Capacity planning

Capacity in NexisOmni is bounded by database connections, not disk. Because every tenant lives in its own database (or its own schema on the shared tier), the platform’s headroom comes down to how many Postgres backends peak trading concurrency demands - and how well PgBouncer consolidates them. This page orients you to the levers; the full procedure, load test, and acceptance checks live in NexisOmni/docs/ops/tenancy-capacity-runbook.md.

The real constraint: connections, not disk

PostgreSQL is process-per-connection, so the binding limit is max_connections (default 100, tuned 200-500). Under database-per-tenant, each distinct tenant connection string opens its own connection pool, so without a pooler the ceiling is:

peak concurrent active tenants x MaxPoolSize  <=  Postgres max_connections

With the defaults (MaxPoolSize=20, max_connections=200) that is roughly 8-10 fully-busy tenants. Idle tenants hold zero backends, so far more can be registered - the wall is peak concurrency, and for a POS that concurrency is correlated because shops trade in the same hours.

How the tiers and the pooler change capacity

NexisOmni tenants sit on one of two tiers, and only the shared tier goes through PgBouncer.

Path	Routes to	Why
Shared-tier runtime requests	PgBouncer (transaction pooling)	Many tenants share a small set of backends; server connection returns to the pool at each commit
Dedicated-tier runtime requests	Direct to Postgres	Sole occupant of its own database keeps session-level features; its backend footprint is already bounded per tenant
Provisioning, migrations, advisory locks	Direct to Postgres	A transaction pooler cannot hold a session lock or run `CREATE DATABASE`

With PgBouncer in front of the shared tier, the model becomes:

active tenant DBs x PgBouncer default_pool_size  <=  Postgres max_connections

Because server connections are transaction-scoped, effective client concurrency far exceeds the backend count. This takes one server from roughly tens to roughly hundreds of active shared tenants. Beyond that, the ceiling is CPU and IO.

What to watch

The health signals that tell you whether capacity is holding:

Postgres client backend count stays under max_connections, and far below tenants x MaxPoolSize, throughout load.
p95 request latency holds under load, with no connection-exhaustion errors.
Idle tenants drop their backends within server_idle_timeout.
A shared tenant’s queries only ever touch its own schema (no cross-tenant rows) - the search_path isolation check.

When to scale or graduate

Three moves, in order of what saturates first:

Put PgBouncer in front of the shared tier once a single server approaches its unpooled ceiling of a few dozen active tenants. This is the largest single jump in headroom.
Graduate a hot tenant to the dedicated tier when one tenant outgrows sharing. Graduation builds a dedicated database for that tenant, on its current server by default or on a named target server passed as ?server= on the graduate call. See NexisOmni/docs/ops/tenant-graduation.md.
Add servers to the placement pool when one server’s CPU, IO, or operational windows saturate (low hundreds of databases, hardware-dependent). New tenants spread across the pool by LeastLoaded or RoundRobin; existing tenants stay where they are. The connection-budget formula then applies per server.

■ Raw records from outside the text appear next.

PR #3038, opened 2020-10-24
Check data subset: check random percentage subset

### LINKED ISSUE #2186: Increase the effective granularity of `--read-data-subset`

fgma:

Add the option to check a random subset of pack files. Currently one can only check data using ``--read-data-subset=3/5`` which checks a specific subset of data or the whole available data. To partially check different parts of pack files this needs some form of automation.

This PR adds the possibility to specify a percentage of pack files to check using ``--read-data-subset=2.5%``. This will check 2.5% of the pack files in the repository for checking.

The old variant is still supported as before.

Closes #2186

Checklist
---------

### DIFF
--- a/changelog/unreleased/pull-3038
+++ b/changelog/unreleased/pull-3038
@@ -1,0 +1,8 @@
+Enhancement: Allow specifying percentage in check's --read-data-subset
+
+We've enhanced the command-line option --read-data-subset to also accept a
+percentage. This will check the given percentage of pack files which are
+randomly selected on each run.
+
+https://github.com/restic/restic/pull/3038
+https://github.com/restic/restic/issues/2186
--- a/cmd/restic/cmd_check.go
+++ b/cmd/restic/cmd_check.go
@@ -83,7 +83,7 @@ func checkFlags(opts CheckOptions) error {
 
 			if percentage <= 0.0 || percentage > 100.0 {
 				return errors.Fatal(
-					"check flag --read-data-subset=n% n must be above 0.0% and 100.0%")
+					"check flag --read-data-subset=n% n must be above 0.0% and at most 100.0%")
 			}
 		}
 	}
--- a/cmd/restic/cmd_check.go
+++ b/cmd/restic/cmd_check.go
@@ -1,8 +1,8 @@
 package main
 
 import (
-	"fmt"
 	"io/ioutil"
+	"math/rand"
 	"strconv"
 	"strings"
 
@@ -53,25 +53,38 @@ func init() {
 
 	f := cmdCheck.Flags()
 	f.BoolVar(&checkOptions.ReadData, "read-data", false, "read all data blobs")
-	f.StringVar(&checkOptions.ReadDataSubset, "read-data-subset", "", "read subset n of m data packs (format: `n/m`)")
+	f.StringVar(&checkOptions.ReadDataSubset, "read-data-subset", "", "read a `subset` of data packs, specified as 'n/t' for specific subset or either 'x%' or 'x.y%' for random subset")
 	f.BoolVar(&checkOptions.CheckUnused, "check-unused", false, "find unused blobs")
 	f.BoolVar(&checkOptions.WithCache, "with-cache", false, "use the cache")
 }
 
 func checkFlags(opts CheckOptions) error {
 	if opts.ReadData && opts.ReadDataSubset != "" {
-		return errors.Fatalf("check flags --read-data and --read-data-subset cannot be used together")
+		return errors.Fatal("check flags --read-data and --read-data-subset cannot be used together")
 	}
 	if opts.ReadDataSubset != "" {
 		dataSubset, err := stringToIntSlice(opts.ReadDataSubset)
-		if err != nil || len(dataSubset) != 2 {
-			return errors.Fatalf("check flag --read-data-subset must have two positive integer values, e.g. --read-data-subset=1/2")
-		}
-		if dataSubset[0] == 0 || dataSubset[1] == 0 || dataSubset[0] > dataSubset[1] {
-			return errors.Fatalf("check flag --read-data-subset=n/t values must be positive integers, and n <= t, e.g. --read-data-subset=1/2")
-		}
-		if dataSubset[1] > totalBucketsMax {
-			return errors.Fatalf("check flag --read-data-subset=n/t t must be at most %d", totalBucketsMax)
+		argumentError := errors.Fatal("check flag --read-data-subset must have two positive integer values or a percentage, e.g. --read-data-subset=1/2 or --read-data-subset=2.5%%")
+		if err == nil {
+			if len(dataSubset) != 2 {
+				return argumentError
+			}
+			if dataSubset[0] == 0 || dataSubset[1] == 0 || dataSubset[0] > dataSubset[1] {
+				return errors.Fatal("check flag --read-data-subset=n/t values must be positive integers, and n <= t, e.g. --read-data-subset=1/2")
+			}
+			if dataSubset[1] > totalBucketsMax {
+				return errors.Fatalf("check flag --read-data-subset=n/t t must be at most %d", totalBucketsMax)
+			}
+		} else {
+			percentage, err := parsePercentage(opts.ReadDataSubset)
+			if err != nil {
+				return argumentError
+			}
+
+			if percentage <= 0.0 || percentage > 100.0 {
+				return errors.Fatal(
+					"check flag --read-data-subset=n% n must be above 0.0% and 100.0%")
+			}
 		}
 	}
 
@@ -96,6 +109,21 @@ func stringToIntSlice(param string) (split []uint, err error) {
 		result[idx] = uint(uintval)
 	}
 	return result, nil
+}
+
+// ParsePercentage parses a percentage string of the form "X%" where X is a float constant,
+// and returns the value of that constant. It does not check the range of the value.
+func parsePercentage(s string) (float64, error) {
+	if !strings.HasSuffix(s, "%") {
+		return 0, errors.Errorf(`parsePercentage: %q does not end in "%%"`, s)
+	}
+	s = s[:len(s)-1]
+
+	p, err := strconv.ParseFloat(s, 64)
+	if err != nil {
+		return 0, errors.Errorf("parsePercentage: %v", err)
+	}
+	return p, nil
 }
 
 // prepareCheckCache configures a special cache directory for check.
@@ -233,22 +261,8 @@ func runCheck(opts CheckOptions, gopts GlobalOptions, args []string) error {
 		}
 	}
 
-	doReadData := func(bucket, totalBuckets uint) {
-		packs := make(map[restic.ID]int64)
-		for pack, size := range chkr.GetPacks() {
-			// If we ever check more than the first byte
-			// of pack, update totalBucketsMax.
-			if (uint(pack[0]) % totalBuckets) == (bucket - 1) {
-				packs[pack] = size
-			}
-		}
+	doReadData := func(packs map[restic.ID]int64) {
 		packCount := uint64(len(packs))
-
-		if packCount < chkr.CountPacks() {
-			Verbosef(fmt.Sprintf("read group #%d of %d data packs (out of total %d packs in %d groups)\n", bucket, packCount, chkr.CountPacks(), totalBuckets))
-		} else {
-			Verbosef("read all data\n")
-		}
 
 		p := newProgressMax(!gopts.Quiet, packCount, "packs")
 		errChan := make(chan error)
@@ -264,10 +278,26 @@ func runCheck(opts CheckOptions, gopts GlobalOptions, args []string) error {
 
 	switch {
 	case opts.ReadData:
-		doReadData(1, 1)
+		Verbosef("read all data\n")
+		doReadData(selectPacksByBucket(chkr.GetPacks(), 1, 1))
 	case opts.ReadDataSubset != "":
-		dataSubset, _ := stringToIntSlice(opts.ReadDataSubset)
-		doReadData(dataSubset[0], dataSubset[1])
+		var packs map[restic.ID]int64
+		dataSubset, err := stringToIntSlice(opts.ReadDataSubset)
+		if err == nil {
+			bucket := dataSubset[0]
+			totalBuckets := dataSubset[1]
+			packs = selectPacksByBucket(chkr.GetPacks(), bucket, totalBuckets)
+			packCount := uint64(len(packs))
+			Verbosef("read group #%d of %d data packs (out of total %d packs in %d groups)\n", bucket, packCount, chkr.CountPacks(), totalBuckets)
+		} else {
+			percentage, _ := parsePercentage(opts.ReadDataSubset)
+			packs = selectRandomPacksByPercentage(chkr.GetPacks(), percentage)
+			Verbosef("read %.1f%% of data packs\n", percentage)
+		}
+		if packs == nil {
+			return errors.Fatal("internal error: failed to select packs to check")
+		}
+		doReadData(packs)
 	}
 
 	if errorsFound {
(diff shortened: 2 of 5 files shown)


changelog/unreleased/pull-3038
```diff
@@ -0,0 +1,7 @@
+Enhancement: Specify a percentage when using --read-data-subset
```
rawtaz, line 1: Suggestion: `Enhancement: Allow specifying percentage in check's --read-data-subset`

cmd/restic/cmd_check.go
```diff
@@ -233,27 +264,44 @@ func runCheck(opts CheckOptions, gopts GlobalOptions, args []string) error {
...
+		return packs
+	}
 
-		if packCount < chkr.CountPacks() {
-			Verbosef(fmt.Sprintf("read group #%d of %d data packs (out of total %d packs in %d groups)\n", bucket, packCount, chkr.CountPacks(), totalBuckets))
-		} else {
-			Verbosef("read all data\n")
+	doSelectPacksByPercentage := func(percentage float64) *restic.IDSet {
+		packCount := len(chkr.GetPacks())
+		packsToCheck := int(math.Max((((float64(packCount)*percentage)/100.0)+0.5)-1.0, 0.0))
```
fgma, line 281: Consider enforcing to check at least one pack if given percentage is too low but above 0.0.

MichaelEischer:
@fgma How do this PR relate to #2801?

rawtaz:
Would it be possible to make the percentage parser allow specifying an integer percentage instead of always requiring a float? I imagine a lot of people don't need fine-grained and would like to just say `5%` or so.

rawtaz:
Since I cannot add a comment in a place where you haven't made any changes, I'll add this one here:

I suggest changing the description of the `--read-data-subset` option to:

~~~
read a `subset` of data packs, specified as 'n/t' for specific subset or either 'x%' or 'x.y%' for random subset"
~~~

doc/045_working_with_repos.rst
```diff
@@ -252,3 +257,13 @@ check all repository pack files over 5 separate invocations:
     $ restic -r /srv/restic-repo check --read-data-subset=3/5
     $ restic -r /srv/restic-repo check --read-data-subset=4/5
     $ restic -r /srv/restic-repo check --read-data-subset=5/5
+
+Use ``--read-data-subset=n%`` to check a randomly choosen subset of the
+repository pack files. It takes one parameter, ``n``, the percentage of pack
+files to check as a floating point number. This will not guarantee to cover all
```
rawtaz, line 263: Should probably write "as an integer or floating point number" to make it clear that both x% and x.y% are accepted.

doc/045_working_with_repos.rst
```diff
@@ -252,3 +257,13 @@ check all repository pack files over 5 separate invocations:
...
+available pack files after sufficient runs, but it is easy to automate checking
+a small subset of data after each backup:
+
+.. code-block:: console
+
+    $ restic -r /srv/restic-repo check --read-data-subset=2.5%
```
rawtaz, line 269: Should probably add an example of integer-only percentage as well, just for clarity.

fgma:
> 
> 
> @fgma How do this PR relate to #2801?

I'm sorry, I did not see #2801 before.

The only remark I have considering #2801 is that it is quite hard for the user to decide about the number of packs to check compared to a percentage which relates to the size of the repository and will automatically scale with bigger repositories. Easily estimating the amount of bandwidth necessary for checks is somewhat critical for me because I'm on a metered connection for  my backup hosts.

rawtaz:
I think we should use this percentage one instead. I completely agree with @fgma in that no normal user will be able to determine what a good value for the proposed option in #2801 is, while a percentage is something everyone can relate to. Also, we *really* don't need more flags, it's better to reuse the one we have. And finally, if we truly want to add the feature that's in #2801, we can add it to the existing option instead of adding a new one.

cmd/restic/cmd_check.go
```diff
@@ -98,6 +112,23 @@ func stringToIntSlice(param string) (split []uint, err error) {
 	return result, nil
 }
 
+// parsePercentage parses the given percentage value to a float32
+func parsePercentage(param string) (float64, error) {
```
greatroar, line 116: This comment mainly repeats the function name and the result type (which it gets wrong). It's also more complicated than it could be with the regex. How about:

```
// ParsePercentage parses a percentage string of the form "X%" where X is a float constant,
// and returns the value of that constant. It does not check the range of the value.
func parsePercentage(s string) (float64, error) {
	if !strings.HasSuffix(s, "%") {
		return 0, errors.Errorf(`parsePercentage: %q does not end in "%%"`, s)
	}
	s = s[:len(s)-1]

	p, err := strconv.ParseFloat(s, 64)
	if err != nil {
		return 0, errors.Errorf("parsePercentage: %v", err)
	}
	return p, nil
}
```

This passes all the tests except the one for -100%, but that's already covered above.

cmd/restic/cmd_check.go
```diff
@@ -233,27 +264,44 @@ func runCheck(opts CheckOptions, gopts GlobalOptions, args []string) error {
...
 		}
-		packCount := uint64(len(packs))
+		return packs
+	}
 
-		if packCount < chkr.CountPacks() {
-			Verbosef(fmt.Sprintf("read group #%d of %d data packs (out of total %d packs in %d groups)\n", bucket, packCount, chkr.CountPacks(), totalBuckets))
-		} else {
-			Verbosef("read all data\n")
+	doSelectPacksByPercentage := func(percentage float64) *restic.IDSet {
```
greatroar, line 279: If this were a top-level function, it could be tested independently and runCheck would be shorter.

cmd/restic/cmd_check.go
```diff
@@ -263,10 +311,28 @@ func runCheck(opts CheckOptions, gopts GlobalOptions, args []string) error {
...
+		dataSubset, err := stringToIntSlice(opts.ReadDataSubset)
+		if err == nil {
+			bucket := dataSubset[0]
+			totalBuckets := dataSubset[1]
+			packs = doSelectPacksByNumbers(bucket, totalBuckets)
+			packCount := uint64(len(*packs))
+			Verbosef("read group #%d of %d data packs (out of total %d packs in %d groups)\n", bucket, packCount, chkr.CountPacks(), totalBuckets)
+		} else {
+			percentage, err := parsePercentage(opts.ReadDataSubset)
+			if err == nil {
```
greatroar, line 327: This is the expected case, so it should be unindented. Just store the error in _, or panic if it is non-nil.

cmd/restic/cmd_check.go
greatroar: I think this should be either

```
packsToCheck := int(float64(packCount)*(percentage/100))
```

(current behavior), or

```
packsToCheck := int(math.Round(float64(packCount)*(percentage/100)))
```

I'm not sure why you're rounding down. The math.Max shouldn't do anything, if the rest of the code is correct. It can only obscure bugs elsewhere.

changelog/unreleased/pull-3038
fgma: Fixed in https://github.com/restic/restic/pull/3038/commits/4943b1ebda8ad41c5cd485e202336e780a1e8c77

greatroar:
Also, the sampling code here is much simpler than the one in #2801.

cmd/restic/cmd_check.go
fgma: Fixed in https://github.com/restic/restic/pull/3038/commits/4943b1ebda8ad41c5cd485e202336e780a1e8c77

I was thinking about array indices which is wrong in this case.

doc/045_working_with_repos.rst
fgma: Fixed in https://github.com/restic/restic/pull/3038/commits/4943b1ebda8ad41c5cd485e202336e780a1e8c77

doc/045_working_with_repos.rst
fgma: Fixed in https://github.com/restic/restic/pull/3038/commits/4943b1ebda8ad41c5cd485e202336e780a1e8c77

cmd/restic/cmd_check.go
fgma: Fixed in https://github.com/restic/restic/pull/3038/commits/4943b1ebda8ad41c5cd485e202336e780a1e8c77

cmd/restic/cmd_check.go
fgma: Fixed in https://github.com/restic/restic/pull/3038/commits/4943b1ebda8ad41c5cd485e202336e780a1e8c77

cmd/restic/cmd_check.go
fgma: I'm working on this. Just lacking the time to finish it right now.

cmd/restic/cmd_check.go
greatroar: But packsToCheck must be <= the number of packs, not <, because rand.Perm(n) generates integers < n. Without math.Round, if you ask for 99.99% of 2 packs, only 50% gets checked.

cmd/restic/cmd_check.go
fgma: Fixed in https://github.com/restic/restic/pull/3038/commits/249e776e37f9d63d3d18683722ad97008de81122

aawsome:
I don't remember the statistical test exactly, but I think that one may want to test a fixed number of packs to get a statistical result about "repository sanity". (If one wants a definitive answer, we have always have to check all packs).

About the sampling code: The only intention I had in #2801 was to save some memory by *not* using the slice produced `rand.Perm`. But its length is the number of packs, so it might not matter too much.

As I'm a bit short on time ATM and want to focus on the pruning topics, I'll close #2801. You may want to check if this closes #2186.

cmd/restic/cmd_check.go
greatroar: LGTM, feel free to mark as resolved (I can't do that, apparently).

greatroar:
Re: statistics, isn't the rule of thumb for sample sizes that they should be proportional to sqrt N?

(PS.: No offense meant, I didn't mean to disparage your efforts.)

aawsome:
> Re: statistics, isn't the rule of thumb for sample sizes that they should be proportional to sqrt N?

You are right, that most statistical tests are with sample sizes proportional to sqrt. I simply didn't remember the right test, and all I wanted to say is that maybe a random subset which size is a fixed percentage of the sample size might not be a wise choice :wink:

fgma:
I think this PR implements what @cfbao requested. I've added a reference to the issue.

fgma:
For me this PR is ready to merge.

cmd/restic/cmd_check_test.go
```diff
@@ -0,0 +1,124 @@
...
+		id := restic.NewRandomID()
+		// ensure relevant part of generated id is reproducable
+		id[0] = byte(i)
+		testPacks.Insert(id)
+	}
+
+	selectedPacks := selectPacksByBucket(testPacks, 0, 10)
+	rtest.Assert(t, len(selectedPacks.List()) == 0, "Expected 0 selected packs")
+
+	selectedPacks = selectPacksByBucket(testPacks, 1, 5)
```
MichaelEischer, line 82: Please add a loop here.

MichaelEischer (commented):
Thanks for the really clean implementation. I've notice a few "cosmetic" issues and one more important point: The random subset should always contain at least one pack file. Otherwise for a small repository with a small percentage, nothing might ever be checked.

After merging #3082 this PR unfortunately has a merge conflict. See https://github.com/restic/restic/pull/3082/files#diff-efd94e38c190ad55029b381d903f2758124d8ccec01a8f3892d439afd835eec3 for the relevant change. The selected packs must now be a `map[restic.ID]int64` instead of an `restic.IDSet`.

changelog/unreleased/pull-3038
```diff
@@ -0,0 +1,7 @@
+Enhancement: Allow specifying percentage in check's --read-data-subset
+
+We've enhanced the command-line option --read-data-subset to also accept a
+percentage. This will check the given percentage of pack files which are
+randomly selected on each run.
+
+https://github.com/restic/restic/pull/3038
```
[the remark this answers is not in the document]
fgma: Fixed in https://github.com/restic/restic/pull/3038/commits/a3e5c707165252ab446770dd15077b49f446537d

cmd/restic/cmd_check.go
```diff
@@ -64,14 +64,26 @@ func checkFlags(opts CheckOptions) error {
...
 		dataSubset, err := stringToIntSlice(opts.ReadDataSubset)
-		if err != nil || len(dataSubset) != 2 {
-			return errors.Fatalf("check flag --read-data-subset must have two positive integer values, e.g. --read-data-subset=1/2")
-		}
-		if dataSubset[0] == 0 || dataSubset[1] == 0 || dataSubset[0] > dataSubset[1] {
-			return errors.Fatalf("check flag --read-data-subset=n/t values must be positive integers, and n <= t, e.g. --read-data-subset=1/2")
-		}
-		if dataSubset[1] > totalBucketsMax {
-			return errors.Fatalf("check flag --read-data-subset=n/t t must be at most %d", totalBucketsMax)
+		argumentError := errors.Fatalf("check flag --read-data-subset must have two positive integer values or a percentage, e.g. --read-data-subset=1/2 or --read-data-subset=2.5%%")
```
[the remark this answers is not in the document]
fgma: Fixed in https://github.com/restic/restic/pull/3038/commits/a3e5c707165252ab446770dd15077b49f446537d

cmd/restic/cmd_check.go
```diff
@@ -64,14 +64,26 @@ func checkFlags(opts CheckOptions) error {
...
+			if dataSubset[1] > totalBucketsMax {
+				return errors.Fatalf("check flag --read-data-subset=n/t t must be at most %d", totalBucketsMax)
+			}
+		} else {
+			percentage, err := parsePercentage(opts.ReadDataSubset)
+			if err != nil {
+				return argumentError
+			}
+
+			if percentage < 0.0 || percentage > 100.0 {
```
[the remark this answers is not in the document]
fgma: Fixed in https://github.com/restic/restic/pull/3038/commits/a3e5c707165252ab446770dd15077b49f446537d

cmd/restic/cmd_check.go
```diff
@@ -277,3 +306,36 @@ func runCheck(opts CheckOptions, gopts GlobalOptions, args []string) error {
...
+			packs.Insert(pack)
+		}
+	}
+	return packs
+}
+
+// selectRandomPacksByPercentage selects the given percentage of packs which are randomly choosen.
+func selectRandomPacksByPercentage(allPacks restic.IDSet, percentage float64) *restic.IDSet {
+	packCount := len(allPacks)
+	packsToCheck := int(float64(packCount) * (percentage / 100.0))
```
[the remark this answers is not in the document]
fgma: Fixed in https://github.com/restic/restic/pull/3038/commits/a3e5c707165252ab446770dd15077b49f446537d

cmd/restic/cmd_check.go
```diff
@@ -277,3 +306,36 @@ func runCheck(opts CheckOptions, gopts GlobalOptions, args []string) error {
 
 	return nil
 }
+
+// selectPacksByBucket selects subsets of packs by ranges of buckets.
+func selectPacksByBucket(allPacks restic.IDSet, bucket, totalBuckets uint) *restic.IDSet {
+	packs := &restic.IDSet{}
```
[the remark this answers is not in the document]
fgma: Fixed in https://github.com/restic/restic/pull/3038/commits/a3e5c707165252ab446770dd15077b49f446537d

cmd/restic/cmd_check_test.go
fgma: Fixed in https://github.com/restic/restic/pull/3038/commits/a3e5c707165252ab446770dd15077b49f446537d

cmd/restic/cmd_check.go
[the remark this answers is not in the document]
fgma: Fixed in https://github.com/restic/restic/pull/3038/commits/a3e5c707165252ab446770dd15077b49f446537d

MichaelEischer (approved):
LGTM. I've rebased and squashed the commits, and cleaned up to more cosmetic issues.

Where the full runbook lives

This page is an orientation. The authoritative procedure - bringing PgBouncer up, the auth_query and per-tenant-role setup, the k6 load test, the acceptance checklist, and the multi-server placement rules - is NexisOmni/docs/ops/tenancy-capacity-runbook.md. Read it alongside ADR-0020 (per-tenant pool bounds) and ADR-0022 (the scaling ladder).